* RECORDS PROVIDED

PR #769, opened 2021-05-05
Feature/e UI 3049 datetime picker final

connorpgpmcelroy:
https://tools.hmcts.net/jira/browse/EUI-3049
https://tools.hmcts.net/jira/browse/EUI-3051

### Change description ###
New WriteDateContainerComponent components displays DatetimePickerComponent or WriteDateFieldComponent based on the dateTimeEntryFormat field

```
[ ] Yes
[ x ] No
```


udaydenduluri33 (dismissed):
LGTMc

src/shared/components/palette/utils/date.pipe.spec.ts
```diff
@@ -51,12 +51,14 @@ describe('DatePipe', () => {
     expect(message).toBe('26 Jul 2017, ' + getExpectedHour(12) + ':09:05 PM');
   });
 
-  it('should render correct date if UTC date in yyyy-mm-ddThh:mm:ss PM format', () => {
+  /* requirement to no longer have effectively changing timezones negates test
```
paul-graham, line 54: _Question:_
I'm not sure if this comment implies that the test is dead and should be removed (if so, it should be removed rather than commented out) or if it's suggesting that there's a change in the requirements that means this test needs to change too...?

src/shared/components/palette/utils/date.pipe.spec.ts
```diff
@@ -157,18 +159,7 @@ describe('DatePipe', () => {
...
-  it ('should handle GMT to BST transition', () => {
-    let endOfWinter = new Date(2020, 2, 29, 0, 59, 59)
-    let message = datePipe.transform (endOfWinter.toISOString(), 'GMT', 'dd MMMM yyyy HH:mm:ss.SSS');
-    expect(message).toBe('29 March 2020 00:59:59.000');
-    // tick on 1 second
-    endOfWinter.setTime(endOfWinter.getTime() + 1000);
-    message = datePipe.transform (endOfWinter.toISOString(), '+0100', 'dd MMMM yyyy HH:mm:ss.SSS');
-    expect(message).toBe('29 March 2020 02:00:00.000');
-  })
+  // test removed regarding time zone change at end of winter (change from 00:59 -> 02:00 removed as no longer relevant)
```
paul-graham, line 162: _Question:_
Again, why is this no longer relevant? We _do_ still have clocks going forwards and backwards... does the new component make it redundant? I'm unclear as to why it's not relevant. Can you explain further in this comment, please?

src/shared/components/palette/utils/date.pipe.ts
```diff
@@ -40,7 +40,8 @@ export class DatePipe implements PipeTransform {
         if (this.formatTrans && format && format !== 'short') {
           // support for java style formatting strings for dates
           format = this.translateDateFormat(format);
-          resultDate = formatDate(date, format, 'en-GB', zone)
+          const thisMoment = moment(date).format(format);
```
paul-graham, line 43: _Nitpick:_
Somewhat pointless assignment to a `const` and then immediate reassignment to `resultDate`.

src/shared/components/palette/utils/date.pipe.ts
```diff
@@ -67,7 +67,8 @@ export class DatePipe implements PipeTransform {
             return this.transform(shortISO, zone, format);
           }
           // If it did include time, we want a full ISO string.
-          return this.transform(d.toISOString(), zone, format);
+          const thisMoment = moment(d).format('YYYY-MM-DDTHH:mm:ss.SSSZ');
```
paul-graham, line 70: _Nitpick:_
Did you not previously declare a bunch of constants for date formats? It would be good to use one of those here rather than inline a string constant.

src/shared/domain/definition/case-field-model.spec.ts
```diff
@@ -49,6 +49,69 @@ describe('CaseField', () => {
...
+    component.display_context = null
+    expect(component.isMandatory()).toBe(false);
+    expect(component.isOptional()).toBe(false);
+    component.display_context = 'Mandatory';
+    expect(component.isMandatory()).toBe(true);
+    expect(component.isOptional()).toBe(false);
+    component.display_context = 'Optional';
+    expect(component.isMandatory()).toBe(false);
+    expect(component.isOptional()).toBe(true);
+    component.display_context = 'REAdOnlY';
```
paul-graham, line 64: _Question:_
Errr... 1337 speak? 🤔

src/shared/services/case-fields/format-translator.service.spec.ts
```diff
@@ -30,5 +30,48 @@ describe('FormatTranslatorService', () => {
       // tslint:disable-next-line:quotemark
       expect(formatTranslator.translate("dd MMM ''yyyy''")).toBe('dd MMM yyyy')
     })
+
+    it ('should remove time', () => {
+      expect(formatTranslator.removeTime('YYYY/MM/DD hh:mm:ss')).toBe('YYYY/MM/DD ::');
```
paul-graham, line 35: This output is a bit unpleasant... shouldn't it simply be `YYYY/MM/DD` without the extraneous ` ::`? 😬

src/shared/services/case-fields/format-translator.service.ts
```diff
@@ -169,4 +174,54 @@ export class FormatTranslatorService {
...
+      dateFormat = dateFormat.replace('h', '');
+    }
+    while (dateFormat.includes('m')) {
+      dateFormat = dateFormat.replace('m', '');
+    }
+    while (dateFormat.includes('S') || dateFormat.includes('s')) {
+      dateFormat = dateFormat.replace('S', '');
+      dateFormat = dateFormat.replace('s', '');
+    }
+    return dateFormat;
```
paul-graham, line 190: Yeah, as mentioned in the test, this doesn't seem to tidy up after itself when removing time. In the test example, it leaves ` ::` for a full `HH:mm:ss` timestamp. It'd leave ` :` for just `HH:mm` and it doesn't look like it handles milliseconds at all... so `HH:mm:ss.fff` (`10:19:28.123`) would leave you with ` ::.fff` (` ::.123`), which is clearly not what you want.

paul-graham (changes requested):
Some things that I definitely think need changing, some questions, and some nitpicks. I've tried to indicate appropriately in the comments which is which.

RELEASE-NOTES.md
```diff
@@ -1,5 +1,8 @@
 ## RELEASE NOTES
 
+### Version 2.79.15
```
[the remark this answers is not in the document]
connorpgpmcelroy: Will investigate after worked on other comments

package.json
```diff
@@ -43,26 +43,33 @@
...
     "minimist": "1.2.3",
     "mocha": "^5.0.5",
-    "moment": "^2.26.0",
+    "moment": "^2.29.1",
     "moment-timezone": "^0.5.31",
     "npm-registry-fetch": "^4.0.5",
     "rx-polling": "1.1.0",
     "typescript": "3.1.1",
     "underscore": "^1.9.1",
+    "xlsx": "^0.15.4",
```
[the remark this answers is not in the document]
connorpgpmcelroy: Will ask Sreekanth

src/shared/components/palette/date/read-date-field.component.ts
```diff
@@ -1,8 +1,18 @@
...
 import { AbstractFieldReadComponent } from '../base-field/abstract-field-read.component';
 
 @Component({
   selector: 'ccd-read-date-field',
   template: `<span class="text-16">{{caseField.value | ccdDate:'utc':caseField.dateTimeDisplayFormat}}</span>`
 })
-export class ReadDateFieldComponent extends AbstractFieldReadComponent {}
+export class ReadDateFieldComponent extends AbstractFieldReadComponent implements OnInit {
+  public timeZone = 'utc';
+/*   ngOnInit() {
```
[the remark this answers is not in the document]
connorpgpmcelroy: Yes, agreed and will get rid of it

src/shared/components/palette/datetime-picker/datetime-picker.component.ts
```diff
@@ -0,0 +1,157 @@
...
+  encapsulation: ViewEncapsulation.None,
+  providers: [
+    {provide: NGX_MAT_DATE_FORMATS, useValue: CUSTOM_MOMENT_FORMATS},
+    {provide: NgxMatDateAdapter, useClass: NgxMatMomentAdapter},
+    {provide: NGX_MAT_MOMENT_DATE_ADAPTER_OPTIONS, useValue: {useUtc: true}}]
+})
+
+export class DatetimePickerComponent extends AbstractFormFieldComponent implements OnInit {
+
+  public disabled = false;
```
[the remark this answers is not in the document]
connorpgpmcelroy: I'll remove this because there was an expectation originally that the datetime picker might be disabled in some circumstances but now this is when the write date component is used

src/shared/components/palette/utils/date.pipe.spec.ts
connorpgpmcelroy: Will edit test instead of removing

src/shared/components/palette/utils/date.pipe.spec.ts
connorpgpmcelroy: Will explain here as well. Because of the use of moment library and therefore the fixed utc timezone of the datetime picker (that was enabled on instruction from Sreekanth), the read date component also needed to have a fixed utc timezone in order for the user to not get reasonably confused during the movement within pages. This means that any time given to either component will be used as the time and there will no longer be unnecessary movements between the time zones (i.e. giving one of the components a time that changes from what the user wants). This also fits in better with all use cases of the datepipe as there were occasions when timezones were changing twice (two hours behind or in front) when moving through the various steps.

src/shared/domain/definition/case-field-model.spec.ts
connorpgpmcelroy: This is testing the case changes in the isReadonly() as all letters should be set to the same case in order to equal 'READONLY' so I think it's beneficial. If you disagree, I can edit it to show in a more presentable format?

kuda1992 (changes requested):

src/shared/services/case-fields/format-translator.service.spec.ts
connorpgpmcelroy: I could put something in to remove colons when removing time from a datetime however there is no guarantee that colons will be used to separate the time. Could be 'YYYY:MM:DD hh-mm-ss' in some scenarios. I can make a reasonable assumption that this might be the case however - could just remove all colons if time removed?

src/shared/domain/definition/case-field-model.spec.ts
paul-graham: Okay, that's cool... maybe have an `expect(component.isReadonly()).toBe(false);` assertion below it too if it's case-sensitive. That would make it clear why it's there. :)

src/shared/services/case-fields/format-translator.service.ts
connorpgpmcelroy: Milliseconds are determined by character 'S' for datetime picker so they would be removed. Again, could make assumptions on formatting? Remove full stops and colons when removing time?

src/shared/services/case-fields/format-translator.service.spec.ts
paul-graham: I suppose you _could_ end up with a really stupid format like `'YYYY:hh-DD.mm MMM'` and then you'd be pretty screwed, although that's unlikely. There _is_ a way to sort this out once and for all (via regex) but it's probably more work than is justified. I think making some assumptions about what constitutes a sensible format is probably reasonable - i.e., `/`, `-`, ` `, and maybe `.` are reasonable separators for the date... so strip out anything else... and then do a trim on the whole string to get rid of any weird whitespace at the edges...?

demo/src/style/app.scss
```diff
@@ -228,7 +228,10 @@ select::-ms-expand {
   width: 100%;
 }
 .width-50 {
-  width: 50%;
+  width: 100%; // Overridden purely for demo purposes.
```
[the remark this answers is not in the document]
paul-graham: Because the actual component has a `width-50` class and is rendered that way within **Manage cases**. If I also stuck a `width-100` class on it, it might break it within **Manage cases** too. This is only within the demo, making it more visually appealing, and doesn't affect any production code so I thought it'd be fine. 🤷‍♂️

src/shared/components/palette/utils/date.pipe.spec.ts
paul-graham: As discussed, a comment to this effect would be awesome to prevent some future explorer stumbling into a moment-based timezone trap. 😁

src/shared/domain/definition/case-field-model.spec.ts
connorpgpmcelroy: No, the point is that the case is changed so that it's not case sensitive. A .toUpperCase() is used to get the case to be irrelevant

paul-graham: Ah, then `expect(component.isReadonly()).toBe(true);` for that one and not for the others! 😂

src/shared/services/case-fields/format-translator.service.spec.ts
connorpgpmcelroy: I'd rather not strip everything else out - I think that's a bit of an exclusive assumption and means any additional characters that we're not considering that the user might want are stripped out. However, definitely removing colons and trimming is valid, leaving an explanation in the comments stating why

package.json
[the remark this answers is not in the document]
connorpgpmcelroy: Traced this back to Adnan who I've asked for info

src/shared/components/palette/date/read-date-field.component.ts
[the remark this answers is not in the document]
connorpgpmcelroy: Removed

src/shared/components/palette/date/write-date-container.component.spec.ts
```diff
@@ -0,0 +1,95 @@
...
+import { PaletteUtilsModule } from '../utils';
+import { WriteDateFieldComponent } from './write-date-field.component';
+import { CaseFieldService } from '../../../services';
+import { FormModule } from '../../../../components/form/form.module';
+import { WriteDateFieldContainerComponent } from './write-date-field-container.component';
+import { DatetimePickerComponent } from '../datetime-picker/datetime-picker.component';
+import { NgxMatDatetimePickerModule, NgxMatNativeDateModule, NgxMatTimepickerModule } from '@angular-material-components/datetime-picker';
+import { NoopAnimationsModule } from '@angular/platform-browser/animations';
+import { MatDatepickerModule, MatFormFieldModule, MatInputModule } from '@angular/material';
+import { FormatTranslatorService } from '../../../services/case-fields/format-translator.service';
```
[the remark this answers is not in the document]
connorpgpmcelroy: Done

src/shared/components/palette/date/write-date-field-container.component.ts
```diff
@@ -0,0 +1,12 @@
+import { AbstractFormFieldComponent } from '../base-field/abstract-form-field.component';
+import { Component, OnInit } from '@angular/core';
+
+@Component({
+  selector: 'ccd-write-date-container-field',
+  templateUrl: './write-date-container-field.html'
+})
+export class WriteDateFieldContainerComponent extends AbstractFormFieldComponent implements OnInit {
+
+  ngOnInit(): void {
```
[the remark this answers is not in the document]
connorpgpmcelroy: Yep, removed

src/shared/components/palette/datetime-picker/datetime-picker-component.spec.ts
```diff
@@ -0,0 +1,484 @@
...
+import { FormatTranslatorService } from '../../../services/case-fields/format-translator.service';
+import { DatetimePickerComponent } from './datetime-picker.component';
+import { By } from '@angular/platform-browser';
+import { NgxMatMomentAdapter } from '@angular-material-components/moment-adapter';
+import { NGX_MAT_DATE_FORMATS } from '@angular-material-components/datetime-picker';
+import { NgxMatDateAdapter } from '@angular-material-components/datetime-picker';
+import { CUSTOM_MOMENT_FORMATS } from './datetime-picker-utils';
+import { FieldLabelPipe, FirstErrorPipe } from '../utils';
+import { CaseFieldService } from '../../../services';
+import { CaseField, FieldType } from '../../../domain';
```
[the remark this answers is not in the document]
connorpgpmcelroy: Done

src/shared/components/palette/datetime-picker/datetime-picker-component.spec.ts
```diff
@@ -0,0 +1,484 @@
...
+
+describe('DatetimePickerComponent', () => {
+
+  let component: DatetimePickerComponent;
+  let fixture: ComponentFixture<DatetimePickerComponent>;
+  let caseFieldService = new CaseFieldService();
+  // changing custom formats to make it easier to get date from input
+  CUSTOM_MOMENT_FORMATS.parse.dateInput = 'MM/DD/YYYY, HH:mm:SS';
```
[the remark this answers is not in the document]
connorpgpmcelroy: Done

src/shared/components/palette/datetime-picker/datetime-picker.component.scss
```diff
@@ -0,0 +1,725 @@
+@import 'node_modules/govuk_frontend_toolkit/stylesheets/_shims';
```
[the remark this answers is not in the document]
connorpgpmcelroy: Discussed - This is the current method of importing used so no change required

src/shared/components/palette/datetime-picker/datetime-picker.component.scss
```diff
@@ -0,0 +1,725 @@
...
+      outline: none;
+    }
+  }
+
+  .mat-icon-button {
+    height: 37px;
+    width: 37px;
+
+    &:focus {
+      outline: 1px solid orange;
```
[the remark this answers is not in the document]
connorpgpmcelroy: All 'oranges' have been changed

src/shared/components/palette/datetime-picker/datetime-picker.component.scss
```diff
@@ -0,0 +1,725 @@
...
+    }
+
+    // year selection panel
+    ngx-mat-multi-year-view {
+      .mat-calendar-table {
+        border-collapse: separate;
+        border-spacing: 10px;
+
+        .mat-calendar-body-active {
+          background-color: lightskyblue;
```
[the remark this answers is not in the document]
connorpgpmcelroy: Replaced with GDS 'light-blue'

src/shared/components/palette/datetime-picker/datetime-picker.component.ts
```diff
@@ -0,0 +1,157 @@
...
+import { Component, ElementRef, Inject, Input, OnInit, ViewChild, ViewEncapsulation } from '@angular/core';
+import { FormControl } from '@angular/forms';
+import { MAT_DATE_LOCALE, ThemePalette } from '@angular/material';
+import { AbstractFormFieldComponent } from '../base-field/abstract-form-field.component';
+import { CaseField } from '../../../domain';
+import { NgxMatMomentAdapter, NGX_MAT_MOMENT_DATE_ADAPTER_OPTIONS } from '@angular-material-components/moment-adapter';
+import { CUSTOM_MOMENT_FORMATS } from './datetime-picker-utils';
+import { FormatTranslatorService } from '../../../services/case-fields/format-translator.service';
+import { Moment } from 'moment/moment';
+import moment = require('moment/moment');
```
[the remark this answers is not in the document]
connorpgpmcelroy: Fixed

src/shared/components/palette/datetime-picker/datetime-picker.component.ts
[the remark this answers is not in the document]
connorpgpmcelroy: Removed

src/shared/components/palette/dynamic-list/write-dynamic-list-field.component.ts
```diff
@@ -22,10 +22,9 @@ export class WriteDynamicListFieldComponent extends AbstractFieldWriteComponent
     /**
      * Reassigning value from formatted_value when value is empty
      */
-    if (!this.caseField.value) {
-      if (this.caseField.formatted_value && this.caseField.formatted_value.value && this.caseField.formatted_value.value.code) {
-        this.caseField.value = this.caseField.formatted_value.value.code;
-      }
+    if (!this.caseField.value && this.caseField.formatted_value
```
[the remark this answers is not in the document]
connorpgpmcelroy: I didn't make this change but I've changed it back (I had to separate the long if statement before because linting was failing)

src/shared/components/palette/palette.module.ts
```diff
@@ -50,6 +53,7 @@ import { FileUploadProgressGuard } from './document/file-upload-progress.guard';
 import { FileUploadStateService } from './document/file-upload-state.service';
 import { OrganisationModule } from './organisation/organisation.module';
 import { ReadOrganisationFieldComponent, WriteOrganisationFieldComponent } from './organisation';
+import { WriteDateFieldContainerComponent } from './date';
```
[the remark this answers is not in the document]
connorpgpmcelroy: Done

src/shared/components/palette/palette.service.ts
```diff
@@ -40,6 +39,7 @@ import { WriteFixedRadioListFieldComponent, ReadFixedRadioListFieldComponent } f
 import { CaseHistoryViewerFieldComponent } from './history';
 import { WriteOrganisationFieldComponent } from './organisation/write-organisation-field.component';
 import { ReadOrganisationFieldComponent } from './organisation/read-organisation-field.component';
+import { WriteDateFieldContainerComponent } from './date/write-date-field-container.component';
```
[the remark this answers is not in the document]
connorpgpmcelroy: Sorted

src/shared/components/palette/utils/date.pipe.spec.ts
connorpgpmcelroy: Done

src/shared/components/palette/utils/date.pipe.spec.ts
connorpgpmcelroy: Done

src/shared/components/palette/utils/date.pipe.ts
connorpgpmcelroy: Done

src/shared/components/palette/utils/date.pipe.ts
connorpgpmcelroy: Not completely sure what the suggestion was here actually but I have used a constant for the format and placed it at the start of the translate method for use within it

src/shared/domain/definition/case-field-model.spec.ts
connorpgpmcelroy: There is a test for it above (I've changed the mention of it here to not be 1337)

src/shared/services/case-fields/format-translator.service.spec.ts
connorpgpmcelroy: Change made

src/shared/services/case-fields/format-translator.service.ts
connorpgpmcelroy: Changes made as per above

demo/src/style/app.scss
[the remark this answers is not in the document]
connorpgpmcelroy: Unless there's disagreement I'm treating this as resolved (although leaving this open so you can disagree if not)

demo/test/mockData/searchResult.js
```diff
@@ -0,0 +1,22 @@
...
+    total: 0
+}
+
+function getDatetimefieldsResults(){
+    const searchResults = {
+        columns: [],
+        results: [],
+        total: 0
+    }
+
```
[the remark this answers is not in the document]
connorpgpmcelroy: Removed

demo/test/mockData/workbasketSearchInput.js
```diff
@@ -0,0 +1,30 @@
...
+
+function getMockJurisdictionWorkbaseketConfig() {
+    const workBasketConfig = new CCDWorkbasketConfig();
+    workBasketConfig
+        .addField({ id: "simpletext", type: "Text", label: "Simple text input" })
+        .addField({ id: "radioInput", type: "FixedRadioList", label: "Simple Radio input", list: [{ code: "a", label: "A" }, { code: "b", label: "B" }, { code: "c", label: "C" }] })
+        .addField({ id: "radioYesorNo", type: "YesOrNo", label: "Simple Yes or No input" })
+        .addField({ id: "fixedListItem", type: "FixedList", label: "fixed listinput", list: [{ code: "a", label: "A" }, { code: "b", label: "B" }, { code: "c", label: "C" }] })
+        .addField({ id: "multiSelectItem", type: "MultiSelectList", label: "Multi select input", list: [{ code: "a", label: "A" }, { code: "b", label: "B" }, { code: "c", label: "C" }] })
+
```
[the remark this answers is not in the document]
connorpgpmcelroy: Fixed whitespace (removed any double lines)

src/shared/components/palette/date/read-date-field.component.ts
```diff
@@ -1,8 +1,18 @@
...
+import { Component, OnInit } from '@angular/core';
 import { AbstractFieldReadComponent } from '../base-field/abstract-field-read.component';
 
 @Component({
   selector: 'ccd-read-date-field',
   template: `<span class="text-16">{{caseField.value | ccdDate:'utc':caseField.dateTimeDisplayFormat}}</span>`
 })
-export class ReadDateFieldComponent extends AbstractFieldReadComponent {}
+export class ReadDateFieldComponent extends AbstractFieldReadComponent implements OnInit {
+  public timeZone = 'utc';
```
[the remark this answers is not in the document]
connorpgpmcelroy: Already done

src/shared/components/palette/date/write-date-field-container.component.ts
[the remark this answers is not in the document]
connorpgpmcelroy: Done already

package.json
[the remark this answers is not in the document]
connorpgpmcelroy: Adnan has said unlikely to affect anything if replaced as devDependency. Have tested by running yarn with package.json and then running the demo and did not flag up anything as an issue

RELEASE-NOTES.md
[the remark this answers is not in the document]
connorpgpmcelroy: Spoke to Mo about this and he said 'it needs to be master version you referenced because the the pre-tagged is currently being tested'. Mo said they are using 'tagged pre-release version whilst the master candidate is being regression tested so for the devs its: 3.0.0-rc.1' but it's not relevant to the merge

src/shared/components/palette/date/read-date-field.component.ts
```diff
@@ -1,8 +1,10 @@
-import { Component } from '@angular/core';
+import { Component, OnInit } from '@angular/core';
```
paul-graham, line 1: _Nitpick:_
`OnInit` no longer needs to be imported as as the component doesn't implement the interface.

src/shared/components/palette/date/write-date-container-field.component.ts
```diff
@@ -0,0 +1,8 @@
+import { AbstractFormFieldComponent } from '../base-field/abstract-form-field.component';
+import { Component, OnInit } from '@angular/core';
```
paul-graham, line 2: _Nitpick:_
Same here - we don't need `OnInit` as the component doesn't implement the interface.

src/shared/components/palette/datetime-picker/datetime-picker.component.ts
```diff
@@ -0,0 +1,156 @@
...
+  @ViewChild('input') inputElement: ElementRef<HTMLInputElement>;
+  private dateTimeEntryFormat;
+
+  constructor(private readonly formatTranslationService: FormatTranslatorService,
+              @Inject(NGX_MAT_DATE_FORMATS) private ngxMatDateFormats: NgxMatDateFormats) {
+
+    super();
+  }
+
+  ngOnInit(): void {
```
paul-graham, line 58: _Nitpick:_
We agreed at the last Tech Forum that these will always be `public ngOnInit(): void` going forward.

src/shared/components/palette/datetime-picker/datetime-picker.component.ts
```diff
@@ -0,0 +1,156 @@
...
+    this.setDateTimeFormat();
+    this.dateControl = this.registerControl(new FormControl(this.caseField.value)) as FormControl;
+    // in resetting the format just after the page initialises, the input can be reformatted
+    // otherwise the last format given will be how the text shown will be displayed
+    setTimeout(() => {
+      this.setDateTimeFormat();
+    }, 1);
+  }
+
+  setDateTimeFormat(): void {
```
paul-graham, line 70: _Nitpick:_
Following on from the above, it was also agreed that `public` methods would be explicitly declared as such...

src/shared/components/palette/utils/date.pipe.spec.ts
```diff
@@ -54,8 +54,6 @@ describe('DatePipe', () => {
   it('should render correct date if UTC date in yyyy-mm-ddThh:mm:ss PM format', () => {
     const firstPass: string = datePipe.transform('2017-07-26T20:10:05', 'local', null);
     expect(firstPass).toBe('26 Jul 2017, ' + getExpectedHour(8) + ':10:05 PM');
-    const secondPass: string = datePipe.transform(firstPass, 'local', null);
```
paul-graham, line 57: I added this test in to make sure the pipe doesn't break if it gets a date a second time. This was because there were circumstances on the Case details tabs where dates were being parsed twice and weren't rendering correctly.

If this has been removed because it's failing, that will regress the fix.

paul-graham (changes requested):
Bit concerned about one of the unit tests having assertions removed. If the test is failing now, the `DatePipe` has been broken, which will cause a regression on the Case details view.

src/shared/components/palette/date/read-date-field.component.ts
connorpgpmcelroy: Done

src/shared/components/palette/date/write-date-container-field.component.ts
connorpgpmcelroy: Done

src/shared/components/palette/datetime-picker/datetime-picker.component.ts
connorpgpmcelroy: Done

src/shared/components/palette/datetime-picker/datetime-picker.component.ts
connorpgpmcelroy: Done

paul-graham (approved):
Thanks for making all the requested changes, @connorpgpmcelroy.

This _can't_ count as one of the 2 approvals but there's no other way for me to remove the "Request changes" thing.

leepavlouhmcts (approved):

udaydenduluri33 (approved):
LGTMc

* ASSIGNMENT
What is needed is each line from the records with the word "details" in it.

* YOUR SOLUTION
paul-graham, line 57: I added this test in to make sure the pipe doesn't break if it gets a date a second time. This was because there were circumstances on the Case details tabs where dates were being parsed twice and weren't rendering correctly.
Bit concerned about one of the unit tests having assertions removed. If the test is failing now, the `DatePipe` has been broken, which will cause a regression on the Case details view.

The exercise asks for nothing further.